■ TASK DESCRIPTION: Once the data has been read, return all of it precisely as written.

■ INFORMATION:
★ ★ ★

Issue #2571, opened 2016-02-06
Profile shows organisations if you are an admin


jamierocks:
Profiles only show organisations that your are an owner of.
![img](https://i.lexteam.xyz/zlBmMKOCng.png)
The profile should really show all organisations that your are part of and have set public visibility.

fnkr:
Is already fixed in develop branch.

See #2527.
Related: #2530, #2567.

jamierocks:
Oh - my bad.

fnkr:
@jamierocks Don't you want to close this issue? :-)

Unknwon:
I think @jamierocks 's point is admin could view all organization no matter public or private membership?

jamierocks:
My point was that the profile doesn't adhere to the visibility of that organisation ;)

fnkr:
So #2527 did what you wanted to be done?

jamierocks:
Yes.

fnkr:
So, why don't you close this issue? :D

jamierocks:
My bad - I thought it was closed after your original comment :P

PR #2578, opened 2016-02-07
Admins and user itself sees private org relations on profile

exmex:
This is inspired by @Unknwon 's post in #2571 
The only thing left to do is let org admins see the private repos as well. And maybe get a yellow outline or something on the avatar

### DIFF
--- a/templates/user/profile.tmpl
+++ b/templates/user/profile.tmpl
@@ -60,11 +60,7 @@
 							{{if .Orgs}}
 							<li>
 								{{range .Orgs}}
-									{{if $.Owner.IsPublicMember .Id}}
-										<a href="{{.HomeLink}}"><img class="ui mini image poping up" src="{{.AvatarLink}}" data-content="{{.Name}}" data-position="top center" data-variation="tiny inverted"></a>
-									{{else}}
-										<a href="{{.HomeLink}}"><img class="ui mini image poping up" src="{{.AvatarLink}}" data-content="{{.Name}} (Private)" data-position="top center" data-variation="tiny inverted"></a>
-									{{end}}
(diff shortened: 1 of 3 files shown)


Unknwon:
> The only thing left to do is let org admins see the private repos as well. And maybe get a yellow outline or something on the avatar

Org admin is not as powerful as site admin, so they shouldn't be able to see that I think.

templates/user/profile.tmpl
```diff
@@ -60,7 +60,11 @@
 							{{if .Orgs}}
 							<li>
 								{{range .Orgs}}
-									<a href="{{.HomeLink}}"><img class="ui mini image poping up" src="{{.AvatarLink}}" data-content="{{.Name}}" data-position="top center" data-variation="tiny inverted"></a>
+									{{if $.Owner.IsPublicMember .Id}}
+										<a href="{{.HomeLink}}"><img class="ui mini image poping up" src="{{.AvatarLink}}" data-content="{{.Name}}" data-position="top center" data-variation="tiny inverted"></a>
+									{{else}}
+										<a href="{{.HomeLink}}"><img class="ui mini image poping up" src="{{.AvatarLink}}" data-content="{{.Name}} (Private)" data-position="top center" data-variation="tiny inverted"></a>
```
Unknwon: I think it is not worth adding `(private)`..

exmex:
You're right, org admin is not as powerful. But still, Org owners / admins should see that the user is on the same team.

templates/user/profile.tmpl
exmex: Because own users can see all orgs too, I think it's better to mark it that it's private but is shown for admins & yourself. Or else somebody things that gogs is disclosing informations.

Unknwon: Good point but it does not matter, the email works the same way as I said. You can view yourself but non-login users can't.

Unknwon:
Thanks again!

PR #2579, opened 2016-02-07
Fix #2221 LDAP username attribute must be fetched

### LINKED ISSUE #2221: LDAP authentication does not work as expected
Gogs Version: 0.8.0.1212 with LDAP (via BindDN) configured with Microsoft Active Directory with the following filter: (&(objectClass=Person)(|(sAMAccountName=%[1]s)(mail=%[1]s))) 

If you log in for first time with user: user.name@example.com this will create the user user.name@example.com in gogs. However: 
   1. It is NOT possible to log in with user: user.name 
   2. It is possible to log in only with user: user.name@example.com

If you log in for first time with user: user.name this will create the user user.name in gogs. In this case everything is fine and it is possible to log in with both users: user.name and user.name@example.com

nanoant:
This is fix-up for 573305f. Forgot to fetch AttributeUsername value from the
LDAP server, so the setting was effectively not working as intended.


Unknwon:
Thanks!

PR #2581, opened 2016-02-07
Make commits tab active when on diff page

chriswatt:
Adds an or condition to the **Commits** tab so that the `active` class is enabled when viewing commit/diff pages


chriswatt:
I was debating whether or not to make the **Code** tab the active one as this is what github does.

Unknwon:
Thanks.

PR #2582, opened 2016-02-07
Fix tab index on new issue/comment form

### LINKED ISSUE #2482: tabbing from body of issue textarea and pressing space doesn't submit
1. create a new issue
2. tab from the issue title into the body textarea, type description
3. tab from body and press space (which is a button press when a button is highlighted) and issue is not submitted. instead the page just moves down.

chriswatt:
fixes #2482


Unknwon:
Thanks.

PR #2599, opened 2016-02-10
Fix for server error on release page when a user deleted their account

### LINKED ISSUE #2596: 500 error in releases after deleting an user
2016/02/10 11:27:09 [...ters/repo/release.go:50 Releases()] [E] GetUserById: user does not exist [uid: 2, name: ]

I finally recreated the user and updated the uid in the database.

mhartkorn:
Fixes #2596 using a fake user.


Unknwon:
Thanks!

PR #2612, opened 2016-02-12
update .gopmfile to reflect git-module update

Eriner:
Updated to reflect version increment in commit 47adc0e.


Unknwon:
Thanks!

★ ★ ★

■ ANSWER FOR THE TASK:
Issue #2571, opened 2016-02-06
Profile shows organisations if you are an admin


jamierocks:
Profiles only show organisations that your are an owner of.
![img](https://i.lexteam.xyz/zlBmMKOCng.png)
The profile should really show all organisations that your are part of and have set public visibility.

fnkr:
Is already fixed in develop branch.

See #2527.
Related: #2530, #2567.

jamierocks:
Oh - my bad.

fnkr:
@jamierocks Don't you want to close this issue? :-)

Unknwon:
I think @jamierocks 's point is admin could view all organization no matter public or private membership?

jamierocks:
My point was that the profile doesn't adhere to the visibility of that organisation ;)

fnkr:
So #2527 did what you wanted to be done?

jamierocks:
Yes.

fnkr:
So, why don't you close this issue? :D

jamierocks:
My bad - I thought it was closed after your original comment :P

PR #2578, opened 2016-02-07
Admins and user itself sees private org relations on profile

exmex:
This is inspired by @Unknwon 's post in #2571 
The only thing left to do is let org admins see the private repos as well. And maybe get a yellow outline or something on the avatar

### DIFF
--- a/templates/user/profile.tmpl
+++ b/templates/user/profile.tmpl
@@ -60,11 +60,7 @@
 							{{if .Orgs}}
 							<li>
 								{{range .Orgs}}
-									{{if $.Owner.IsPublicMember .Id}}
-										<a href="{{.HomeLink}}"><img class="ui mini image poping up" src="{{.AvatarLink}}" data-content="{{.Name}}" data-position="top center" data-variation="tiny inverted"></a>
-									{{else}}
-										<a href="{{.HomeLink}}"><img class="ui mini image poping up" src="{{.AvatarLink}}" data-content="{{.Name}} (Private)" data-position="top center" data-variation="tiny inverted"></a>
-									{{end}}
(diff shortened: 1 of 3 files shown)


Unknwon:
> The only thing left to do is let org admins see the private repos as well. And maybe get a yellow outline or something on the avatar

Org admin is not as powerful as site admin, so they shouldn't be able to see that I think.

templates/user/profile.tmpl
```diff
@@ -60,7 +60,11 @@
 							{{if .Orgs}}
 							<li>
 								{{range .Orgs}}
-									<a href="{{.HomeLink}}"><img class="ui mini image poping up" src="{{.AvatarLink}}" data-content="{{.Name}}" data-position="top center" data-variation="tiny inverted"></a>
+									{{if $.Owner.IsPublicMember .Id}}
+										<a href="{{.HomeLink}}"><img class="ui mini image poping up" src="{{.AvatarLink}}" data-content="{{.Name}}" data-position="top center" data-variation="tiny inverted"></a>
+									{{else}}
+										<a href="{{.HomeLink}}"><img class="ui mini image poping up" src="{{.AvatarLink}}" data-content="{{.Name}} (Private)" data-position="top center" data-variation="tiny inverted"></a>
```
Unknwon: I think it is not worth adding `(private)`..

exmex:
You're right, org admin is not as powerful. But still, Org owners / admins should see that the user is on the same team.

templates/user/profile.tmpl
exmex: Because own users can see all orgs too, I think it's better to mark it that it's private but is shown for admins & yourself. Or else somebody things that gogs is disclosing informations.

Unknwon: Good point but it does not matter, the email works the same way as I said. You can view yourself but non-login users can't.

Unknwon:
Thanks again!

PR #2579, opened 2016-02-07
Fix #2221 LDAP username attribute must be fetched

### LINKED ISSUE #2221: LDAP authentication does not work as expected
Gogs Version: 0.8.0.1212 with LDAP (via BindDN) configured with Microsoft Active Directory with the following filter: (&(objectClass=Person)(|(sAMAccountName=%[1]s)(mail=%[1]s))) 

If you log in for first time with user: user.name@example.com this will create the user user.name@example.com in gogs. However: 
   1. It is NOT possible to log in with user: user.name 
   2. It is possible to log in only with user: user.name@example.com

If you log in for first time with user: user.name this will create the user user.name in gogs. In this case everything is fine and it is possible to log in with both users: user.name and user.name@example.com

nanoant:
This is fix-up for 573305f. Forgot to fetch AttributeUsername value from the
LDAP server, so the setting was effectively not working as intended.


Unknwon:
Thanks!

PR #2581, opened 2016-02-07
Make commits tab active when on diff page

chriswatt:
Adds an or condition to the **Commits** tab so that the `active` class is enabled when viewing commit/diff pages


chriswatt:
I was debating whether or not to make the **Code** tab the active one as this is what github does.

Unknwon:
Thanks.

PR #2582, opened 2016-02-07
Fix tab index on new issue/comment form

### LINKED ISSUE #2482: tabbing from body of issue textarea and pressing space doesn't submit
1. create a new issue
2. tab from the issue title into the body textarea, type description
3. tab from body and press space (which is a button press when a button is highlighted) and issue is not submitted. instead the page just moves down.

chriswatt:
fixes #2482


Unknwon:
Thanks.

PR #2599, opened 2016-02-10
Fix for server error on release page when a user deleted their account

### LINKED ISSUE #2596: 500 error in releases after deleting an user
2016/02/10 11:27:09 [...ters/repo/release.go:50 Releases()] [E] GetUserById: user does not exist [uid: 2, name: ]

I finally recreated the user and updated the uid in the database.

mhartkorn:
Fixes #2596 using a fake user.


Unknwon:
Thanks!

PR #2612, opened 2016-02-12
update .gopmfile to reflect git-module update

Eriner:
Updated to reflect version increment in commit 47adc0e.


Unknwon:
Thanks!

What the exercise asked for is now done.